Certainly Bain Capital made sure that its investment partners were
paid first, but the larger truth is that the invisible hand worked
pretty well. Notice that because the overall job statistics for Bain
investments are by all accounts positive, many critics attack the Romney
record with claims about private equity in general. The left is
cheering a study commissioned by the Census Bureau that found that
companies bought by private-equity firms suffer more job losses soon
after a buy-out than similar firms that didn't experience buy-outs.
But this is hardly surprising since the companies were acquired in
part because they were underperforming. The critics also don't mention
that the Census study found that firms acquired in private-equity
transactions created more new jobs in the ensuing decade. Imagine what
might have happened if Chrysler or GM had been bought by private equity
two or three decades ago. They might have been turned around much
earlier, at far less pain to fewer workers, and without any taxpayer
cost.
***
The larger political point is that Mr. Romney has a good
story to tell if he is willing to elevate this ugly rumble into a debate
over free enterprise and America's future. This is not Mr. Romney's
strength, as he prefers to talk in personal terms ("I'm an optimist!")
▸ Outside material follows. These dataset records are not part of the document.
PR #1525, opened 2019-01-09
Fix conflict between font awesome versions as per #1522

### LINKED ISSUE #1522: Font Awesome icons not working after v2.6.0 upgrade
Hi @MichMich 

Great work as ever getting another update out - hope you managed to celebrate the New Year whilst completing the release!

I have uncovered an issue with the Font Awesome 5 support introduced in v2.6.0

**MagicMirror Version**: v2.6.0

**Description**: 
When amodule includes `"fontawesome.css"` (i.e. font awesome 4) and another module (e.g. the default calendar) includes `"font-awesome5.css", "font-awesome5.v4shims.css"` then unexpected results can occur depending on which order they are included in `config.js`.

**Steps to Reproduce**: 
A: Modify `config.js` file in a v2.6.0 install so it only includes definitions for the default calendar module and then MMM-Strava (in that order). In this instance `fa-hashtag` and `fa-trophy` display as expected, but `fa-arrows` (a renamed icon) does not.

B: Modify `config.js` file in a v2.6.0 install so it only includes definitions for the default calendar module and then MMM-Strava (in that order). Change the default config for calendar to use `symbol: "volleyball-ball"`. In this instance `fa-hashtag` and `fa-trophy` display as expected, but `fa-arrows` (a renamed icon) and `fa-volleyball-ball` (a new icon) do not.

C: Change `config.js` to include definitions for MMM-Strava then the default calendar module (in that order) and all icons appear.

D: Change `config.js` to omit the default calendar module (i.e. only include MMM-Strava) and all icons appear.

**Expected Results**: 
All fa4 and fa5 icons should appear in all instances

**Actual Results**: 
If the _fa5_  (e.g. calendar) module is omitted from `config.js`,  the _fa4_ module works as expected.
If the  _fa5_  (e.g. calendar) module is added to `config.js` before the _fa4_ module, the config for the _fa5_ module cannot use new fa5 icons AND the _fa4_ module cannot use renamed icons

**Additional Notes**: 
The release notes for v2.6.0 suggest the new FA5 functionality is backwards compatible. However, it feels like this is either a bug or a breaking change. 

A workaround is to release an update to the _fa4_ module so that any icons are renamed per the [font awesome 4 upgrade notes](https://fontawesome.com/how-to-use/on-the-web/setup/upgrading-from-version-4#name-changes). However, to do so means the third party module will depend on v2.6.0 (i.e. `requiredVersion` must be increased to `2.6.0`) thus preventing existing users who choose not to upgrade from taking advantage of improvements to a module.

Also, if another _fa4_ module is added to the config after the upgraded _fa5_ modules, the problem recurs.

ianperrin:
Proposal to fix #1522 

* Remove font awesome 4 from dependencies in vendor/package.json
* Add custom font-awesome.css to allow multiple css to be included for one vendor i.e. both the full font awesome css (all.min.css) and the v4-shim css (v4-shims.min.css) for backward compatibility
* Modify vendor.js so font awesome 5 (with backwards compatibility) is used for all modules
* Revert font awesome references in default calendar module

### DIFF
--- a/CHANGELOG.md
+++ b/CHANGELOG.md
@@ -22,6 +22,7 @@ This project adheres to [Semantic Versioning](http://semver.org/).
 - Fixed unhandled error on bad git data in updatenotiifcation module [#1285](https://github.com/MichMich/MagicMirror/issues/1285).
 - Weather forecast now works with openweathermap in new weather module. Daily data are displayed, see issue [#1504](https://github.com/MichMich/MagicMirror/issues/1504).
 - Fixed analogue clock border display issue where non-black backgrounds used (previous fix for issue 611)
+- Fixed compatibility issues caused when modules request different versions of Font Awesome, see issue [#1522](https://github.com/MichMich/MagicMirror/issues/1522). MagicMirror now uses [Font Awesome 5 with v4 shims included for backwards compatibility](https://fontawesome.com/how-to-use/on-the-web/setup/upgrading-from-version-4#shims).
 
 ### New weather module
 - Fixed weather forecast table display [#1499](https://github.com/MichMich/MagicMirror/issues/1499).
--- a/modules/default/calendar/calendar.js
+++ b/modules/default/calendar/calendar.js
@@ -51,7 +51,7 @@ Module.register("calendar", {
 
 	// Define required scripts.
 	getStyles: function () {
-		return ["calendar.css", "font-awesome5.css", "font-awesome5.v4shims.css"];
+		return ["calendar.css", "font-awesome.css"];
 	},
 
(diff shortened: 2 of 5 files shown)


MichMich:
Nice work. Could you add an updated changelog reflecting the fix?

MichMich:
Whoops, didn't want to close the PR. Sorry. Can you send a new PR (including the changelog)?

ianperrin:
> Nice work. Could you add an updated changelog reflecting the fix?

Done

MichMich:
Thanks!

or to lapse into his default mode as the corporate technocrat. This
invites personal attacks in return and it leads him into mistakes like
this week's gaffe that "I like being able to fire people who provide me
services."
Mr. Romney needs to rise above the personal and base his claim to
office on a defense of the system of free enterprise that has enriched
America over the decades and is now under assault. Mr. Obama will attack
Mr. Romney as Gordon Gekko because the President can't win by touting
his own economic record. Mr. Romney's GOP opponents (with the admirable
exception of Rick Santorum) are embarrassing themselves by taking the
Obama line, but Mr. Romney should view this as an opportunity to stake
his campaign on something larger and far more important than his own
business expertise.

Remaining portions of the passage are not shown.